A parody of dunces in the energy sector
Kenya's energy sector has long been a study in institutional underperformance, burdened by generation surpluses that sit idle, transmission losses that bleed revenue, and consumer tariffs among the highest on the continent. Whether the current ministerial leadership has the intellectual restlessness that problems of this scale demand is a question the sector's practitioners ask with increasing frequency.
Energy Cabinet Secretary Opiyo Wandayi inherited a ministry carrying considerable baggage. Kenya Power's balance sheet remained fragile after years of mismanagement and an aggressive rural electrification push that expanded connections without fully accounting for long-run operational costs.
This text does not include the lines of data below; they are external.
PR #4633, opened 2025-04-18
Introduce element.html_id property

evnchn:
Addresses "Introduce an `element.html_id` property which returns the `id` attribute of the DOM element" in NiceGUI Wishlist. 

https://github.com/orgs/zauberzeug/projects/6/views/1?pane=issue&itemId=82941211

Test script: 

```py
from nicegui import ui

my_label = ui.label('Hello world!')
ui.label(f"ID of my_label: {my_label.id}")
ui.label(f"HTML ID of my_label: {my_label.html_id}")
ui.label(f"HTML ID of my_label (inferred from ID): {'c'+str(my_label.id)}")

ui.run(show=False)
```

Test result: 

{5C9DECA0-8482-4610-B44C-611351EC4A30}

{D688002B-A8F0-443D-B04A-3287AA1D714E}

> The "Hello world!" indeed has id "c4"

---

I'll be honest, not sure what's the use of this wishlist entry. Why bother, when `f'c{element.id}'` is the underlying logic, and it's trivial enough to just do that in your code?

### DIFF
--- a/nicegui/element.py
+++ b/nicegui/element.py
@@ -531,3 +531,8 @@ class Element(Visibility):
                 result += f'\n {line}'
 
         return result
+
+    @property
+    def html_id(self) -> str:
+        """The ID of the element in the HTML DOM."""
+        return f'c{self.id}'
--- a/nicegui/elements/link.py
+++ b/nicegui/elements/link.py
@@ -27,7 +27,7 @@ class Link(TextElement, component='link.js', default_classes='nicegui-link'):
         if isinstance(target, str):
             self._props['href'] = target
         elif isinstance(target, Element):
-            self._props['href'] = f'#c{target.id}'
+            self._props['href'] = f'#{target.html_id}'
         elif callable(target):
             self._props['href'] = Client.page_routes[target]
         self._props['target'] = '_blank' if new_tab else '_self'
--- a/nicegui/elements/teleport.py
+++ b/nicegui/elements/teleport.py
@@ -14,6 +14,6 @@ class Teleport(Element, component='teleport.js'):
         """
         super().__init__()
         if isinstance(to, Element):
-            to = f'#c{to.id}'
+            to = f'#{to.html_id}'
         self._props['to'] = to
         self._update_method = 'update'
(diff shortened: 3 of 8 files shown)


falkoschindler:
Thanks, @evnchn!

> I'll be honest, not sure what's the use of this wishlist entry. Why bother, when f'c{element.id}' is the underlying logic, and it's trivial enough to just do that in your code?

Good point. We should have documented our intention more clearly.
The problem(?) is that the ID is re-generated in many places throughout the code base. You can search globally for `c{` (match case, match whole word) and get around 12 results in Python, two more for `c${` and `"c"` in nicegui.js, and maybe some more places implicitly adding or removing the "c". And if anyone needs to work with HTML IDs in user code, there is only the fragile and undocumented way to add or remove "c" to the integer element ID. Thus, a public API like `element.html_id` would be nice to have.

But if we introduce such an API, we should use it where possible. One duplication in nicegui.js might be reasonable, but at least that would make two distinct places instead of a dozen.

To check if we spotted all relevant places, we could change `html_id` to something like `f'xyz{id}'` and see which tests fail.

evnchn:
I can agree it's a bit fragile and undocumented to append c to id and call it a day for html_id, but it's not like we will change the prefix to add trouble to ourselves (and break any other hacky scripts which rely on the c prefix, trust me there's many), so actually I'm more fine with the status quo. 

However, explicitly using the newly defined `element.html_id` would help increase clarity in the codebase. Basically just a refactor at this point.

evnchn:
@falkoschindler I genuinely hope I got them all, but to say I am unsure would be an understatement. I am just doing VSCode and searching for `"c"`, `'c'`, `c{`. I feel like you can do a much better job than me with your mypy or something.

falkoschindler (approved):
Looks good to me! 👍🏻

evnchn:
@falkoschindler Got some issue: 

Cannot use `element.html_id` with `getHtmlElement`, which instinctively feels like the right thing to do. 

(`getElement` alro breaks, but that's less expected from naming)

Should we modify the functions to make them accept `"c5"` in addition to `5`? I see no harm.

PR #4586, opened 2025-04-07
Notify CodeMirror gracefully to avoid out-of-sync between CodeMirror and NiceGUI internal states

evnchn:
fix #3337 

This is because, when you bind the value, eventually `set_value` in `ValueElement` is called, which does this:

https://github.com/zauberzeug/nicegui/blob/b9c9e8492750153d4b519b24da57b02751ff225f/nicegui/elements/mixins/value_element.py#L103-L108

That's quite a direct approach, and the CodeMirror can't accept that (or it needs to poll the value in the prop upon every update). 

Instead, CodeMirror offers another method for setting value, which is `setEditorValue`

{F70AA4F6-3E5E-4381-8E83-9D5767FCA077}

We just need to call it, and CodeMirror will be "made aware" of a change in editor value, so the following ChangeSet can be applied properly.

PR #4635, opened 2025-04-18
Use `element._update_method` for `ui.codemirror`

### LINKED ISSUE #3337: `ui.codemirror` not updating when value changes programmatically

falkoschindler:
This PR is an alternative to #4586 to fix #3337. Watching the `value` in Vue didn't work, which is why the frontend didn't update when changing the editor value programmatically. This PR leverages the new `_update_method` to tell the client to always call `setEditorValue()` after receiving an update.

### DIFF
--- a/nicegui/elements/codemirror.js
+++ b/nicegui/elements/codemirror.js
@@ -87,12 +87,15 @@ export default {
         effects: this.themeConfig.reconfigure([new_theme]),
       });
     },
-    setEditorValue() {
+    setEditorValueFromProps() {
+      this.setEditorValue(this.value);
+    },
+    setEditorValue(value) {
       if (!this.editor) return;
-      if (this.editor.state.doc.toString() === this.value) return;
+      if (this.editor.state.doc.toString() === value) return;
 
       this.emitting = false;
-      this.editor.dispatch({ changes: { from: 0, to: this.editor.state.doc.length, insert: this.value } });
+      this.editor.dispatch({ changes: { from: 0, to: this.editor.state.doc.length, insert: value } });
       this.emitting = true;
     },
     setDisabled(disabled) {
--- a/nicegui/elements/codemirror.js
+++ b/nicegui/elements/codemirror.js
@@ -13,9 +13,6 @@ export default {
     highlightWhitespace: Boolean,
   },
   watch: {
-    value(newValue) {
-      this.setEditorValue(newValue);
-    },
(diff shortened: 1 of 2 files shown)


evnchn:
@falkoschindler Agree with the approach but disagree with modifying `setEditorValue`, so please don't merge right away. 

Because this would **break existing code which does `getElement(...).setEditorValue(...)`** (should you consider `setEditorValue` as a public API, which I do)

Rather, perhaps implement `setEditorValueFromProps()`, so that we can do `self._update_method = 'setEditorValueFromProps'` while keeping existing compatibility.

evnchn:
If I am not mistaken: 

```js
...
setEditorValueFromProps() {
    this.setEditorValue(this.value);
}
...
```

evnchn:
Tests are good. LGTM.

The Kenya Electricity Generating Company faced its own liquidity pressures, with power purchase agreement obligations stressing government finances. The Liquefied Petroleum Gas subsidy regime, designed to ease household energy costs, had developed leakages that redirected benefits away from its intended low-income beneficiaries.
Against this backdrop, the ministry's public communications have generated more heat than light. Pronouncements about imminent solutions to power rationing have not consistently preceded actual improvements in supply reliability. Ambitious framing around renewable energy transition — geothermal expansion at Olkaria, wind capacity additions in Marsabit — has not always been matched by visible acceleration in project timelines or procurement transparency.
The deeper dysfunction is systemic rather than purely personal. Regulatory capture, political interference in parastatal appointments, and an electricity sector governance framework that diffuses accountability across too many agencies have produced an environment where poor outcomes find no clear owner.
Even so, political leadership sets tone and priority. A ministry that communicates candidly about trade-offs, holds parastatals publicly accountable, and advances procurement reforms that improve investor confidence can shift the sector's trajectory. That quality of engagement has not yet been consistently evident.